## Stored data
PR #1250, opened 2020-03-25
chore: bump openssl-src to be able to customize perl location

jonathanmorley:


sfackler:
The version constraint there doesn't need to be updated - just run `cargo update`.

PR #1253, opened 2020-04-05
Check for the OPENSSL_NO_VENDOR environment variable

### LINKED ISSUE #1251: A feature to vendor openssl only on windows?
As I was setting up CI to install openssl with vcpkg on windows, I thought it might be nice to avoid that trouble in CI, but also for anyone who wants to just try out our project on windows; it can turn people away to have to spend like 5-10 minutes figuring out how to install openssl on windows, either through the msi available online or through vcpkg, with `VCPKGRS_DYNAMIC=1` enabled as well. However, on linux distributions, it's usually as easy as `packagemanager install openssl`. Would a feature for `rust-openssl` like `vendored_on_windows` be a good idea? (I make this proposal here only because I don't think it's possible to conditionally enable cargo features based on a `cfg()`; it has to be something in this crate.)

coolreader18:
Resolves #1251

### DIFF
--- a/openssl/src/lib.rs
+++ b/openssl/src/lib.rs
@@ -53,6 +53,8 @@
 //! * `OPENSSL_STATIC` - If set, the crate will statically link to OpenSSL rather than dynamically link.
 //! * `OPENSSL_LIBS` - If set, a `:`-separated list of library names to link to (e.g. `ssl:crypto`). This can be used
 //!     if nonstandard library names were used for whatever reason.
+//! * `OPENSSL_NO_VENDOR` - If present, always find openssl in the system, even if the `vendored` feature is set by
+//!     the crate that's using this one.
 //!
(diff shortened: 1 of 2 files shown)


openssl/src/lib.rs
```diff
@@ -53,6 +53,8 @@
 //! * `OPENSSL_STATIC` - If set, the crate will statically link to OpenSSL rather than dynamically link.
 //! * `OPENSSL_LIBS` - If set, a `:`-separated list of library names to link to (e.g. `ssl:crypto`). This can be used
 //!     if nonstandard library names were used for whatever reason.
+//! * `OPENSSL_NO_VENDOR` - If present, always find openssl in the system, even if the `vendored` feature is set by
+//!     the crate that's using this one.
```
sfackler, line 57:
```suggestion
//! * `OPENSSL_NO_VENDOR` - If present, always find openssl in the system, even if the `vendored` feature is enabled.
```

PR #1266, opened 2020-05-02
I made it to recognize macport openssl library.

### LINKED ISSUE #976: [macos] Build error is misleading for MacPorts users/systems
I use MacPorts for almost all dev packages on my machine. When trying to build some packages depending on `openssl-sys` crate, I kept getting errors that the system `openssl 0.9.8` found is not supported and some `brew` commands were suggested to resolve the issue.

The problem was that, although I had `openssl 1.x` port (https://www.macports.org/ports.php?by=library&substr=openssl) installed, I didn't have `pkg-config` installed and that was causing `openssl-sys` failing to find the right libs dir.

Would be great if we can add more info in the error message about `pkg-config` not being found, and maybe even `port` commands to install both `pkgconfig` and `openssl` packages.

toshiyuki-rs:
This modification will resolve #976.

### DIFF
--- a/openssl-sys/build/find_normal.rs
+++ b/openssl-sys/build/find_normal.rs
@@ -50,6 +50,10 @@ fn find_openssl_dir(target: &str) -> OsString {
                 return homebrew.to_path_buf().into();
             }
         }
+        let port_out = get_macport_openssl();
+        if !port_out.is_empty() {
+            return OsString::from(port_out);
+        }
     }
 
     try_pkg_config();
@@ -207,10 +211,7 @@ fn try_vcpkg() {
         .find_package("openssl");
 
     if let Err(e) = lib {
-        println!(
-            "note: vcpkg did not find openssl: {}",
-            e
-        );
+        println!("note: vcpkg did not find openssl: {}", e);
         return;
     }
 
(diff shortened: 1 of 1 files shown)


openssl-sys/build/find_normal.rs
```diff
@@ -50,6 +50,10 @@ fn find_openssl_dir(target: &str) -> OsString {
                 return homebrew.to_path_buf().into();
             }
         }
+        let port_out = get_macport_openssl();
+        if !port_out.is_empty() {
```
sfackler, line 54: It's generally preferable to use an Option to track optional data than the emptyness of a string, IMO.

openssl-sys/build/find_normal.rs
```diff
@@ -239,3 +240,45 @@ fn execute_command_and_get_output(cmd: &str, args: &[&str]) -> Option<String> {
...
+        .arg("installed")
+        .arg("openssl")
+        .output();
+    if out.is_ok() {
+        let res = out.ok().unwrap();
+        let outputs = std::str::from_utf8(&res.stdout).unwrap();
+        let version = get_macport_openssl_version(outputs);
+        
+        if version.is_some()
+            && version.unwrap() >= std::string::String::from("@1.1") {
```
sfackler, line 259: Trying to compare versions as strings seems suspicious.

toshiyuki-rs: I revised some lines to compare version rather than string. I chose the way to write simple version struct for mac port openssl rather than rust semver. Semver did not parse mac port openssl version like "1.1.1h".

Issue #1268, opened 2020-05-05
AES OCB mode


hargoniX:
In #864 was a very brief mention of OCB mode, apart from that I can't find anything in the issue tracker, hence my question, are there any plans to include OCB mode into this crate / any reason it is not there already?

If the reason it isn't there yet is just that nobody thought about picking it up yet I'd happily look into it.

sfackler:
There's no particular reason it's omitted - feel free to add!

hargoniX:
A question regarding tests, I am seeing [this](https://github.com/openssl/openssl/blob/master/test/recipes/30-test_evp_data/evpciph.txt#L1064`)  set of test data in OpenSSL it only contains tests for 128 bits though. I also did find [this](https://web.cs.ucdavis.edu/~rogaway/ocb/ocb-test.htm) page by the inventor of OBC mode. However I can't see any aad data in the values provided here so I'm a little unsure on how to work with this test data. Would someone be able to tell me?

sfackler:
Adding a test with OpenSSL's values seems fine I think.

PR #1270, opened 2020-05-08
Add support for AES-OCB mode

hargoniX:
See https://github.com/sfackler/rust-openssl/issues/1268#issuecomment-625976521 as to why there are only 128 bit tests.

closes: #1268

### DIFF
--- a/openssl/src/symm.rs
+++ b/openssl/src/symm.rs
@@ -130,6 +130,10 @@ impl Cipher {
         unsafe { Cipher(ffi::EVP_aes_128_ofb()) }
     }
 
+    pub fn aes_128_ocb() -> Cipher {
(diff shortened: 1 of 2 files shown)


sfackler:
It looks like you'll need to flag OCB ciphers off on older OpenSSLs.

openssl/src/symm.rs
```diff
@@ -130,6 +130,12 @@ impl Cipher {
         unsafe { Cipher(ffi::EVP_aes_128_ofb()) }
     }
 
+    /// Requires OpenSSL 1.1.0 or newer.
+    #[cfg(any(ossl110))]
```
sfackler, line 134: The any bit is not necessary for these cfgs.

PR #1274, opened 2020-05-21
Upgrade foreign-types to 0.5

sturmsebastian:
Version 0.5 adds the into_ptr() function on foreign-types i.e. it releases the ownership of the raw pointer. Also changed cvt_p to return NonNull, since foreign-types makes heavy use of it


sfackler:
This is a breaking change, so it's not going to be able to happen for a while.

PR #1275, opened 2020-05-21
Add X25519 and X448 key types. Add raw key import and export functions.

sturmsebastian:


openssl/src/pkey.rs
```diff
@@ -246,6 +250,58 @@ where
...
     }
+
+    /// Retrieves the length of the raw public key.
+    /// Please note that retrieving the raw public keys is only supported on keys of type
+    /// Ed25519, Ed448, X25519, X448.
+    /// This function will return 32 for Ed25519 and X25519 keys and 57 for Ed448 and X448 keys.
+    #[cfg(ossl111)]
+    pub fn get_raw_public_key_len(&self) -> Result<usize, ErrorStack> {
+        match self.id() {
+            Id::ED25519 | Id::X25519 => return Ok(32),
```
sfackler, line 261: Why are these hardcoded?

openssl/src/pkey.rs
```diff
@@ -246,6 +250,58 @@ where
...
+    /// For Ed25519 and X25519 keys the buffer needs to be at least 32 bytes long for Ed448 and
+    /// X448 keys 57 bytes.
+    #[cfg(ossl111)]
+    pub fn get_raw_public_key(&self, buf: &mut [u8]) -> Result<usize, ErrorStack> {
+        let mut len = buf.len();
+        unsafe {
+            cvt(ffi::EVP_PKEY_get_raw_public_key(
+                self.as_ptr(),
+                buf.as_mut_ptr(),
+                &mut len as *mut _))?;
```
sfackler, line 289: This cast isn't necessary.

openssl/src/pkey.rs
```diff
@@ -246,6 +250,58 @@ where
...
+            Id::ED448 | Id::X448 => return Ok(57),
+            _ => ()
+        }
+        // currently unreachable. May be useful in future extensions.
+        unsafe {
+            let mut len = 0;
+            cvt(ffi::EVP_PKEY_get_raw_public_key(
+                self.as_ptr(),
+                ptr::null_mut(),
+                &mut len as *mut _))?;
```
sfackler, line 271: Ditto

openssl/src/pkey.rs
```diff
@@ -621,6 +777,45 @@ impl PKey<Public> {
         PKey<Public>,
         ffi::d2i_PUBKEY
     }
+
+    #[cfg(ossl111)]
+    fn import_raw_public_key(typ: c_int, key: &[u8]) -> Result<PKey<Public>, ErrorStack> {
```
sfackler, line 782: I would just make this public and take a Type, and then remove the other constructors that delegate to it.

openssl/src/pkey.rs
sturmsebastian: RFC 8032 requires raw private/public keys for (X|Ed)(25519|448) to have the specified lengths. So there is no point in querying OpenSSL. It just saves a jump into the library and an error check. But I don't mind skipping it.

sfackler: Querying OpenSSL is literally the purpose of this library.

## Problem to work on
Begin with the first line of the records and finish with the line containing "Check for the". Reproduce those lines exactly, both ends included, and nothing else.

## Exercise solution
PR #1250, opened 2020-03-25
chore: bump openssl-src to be able to customize perl location

jonathanmorley:


sfackler:
The version constraint there doesn't need to be updated - just run `cargo update`.

PR #1253, opened 2020-04-05
Check for the OPENSSL_NO_VENDOR environment variable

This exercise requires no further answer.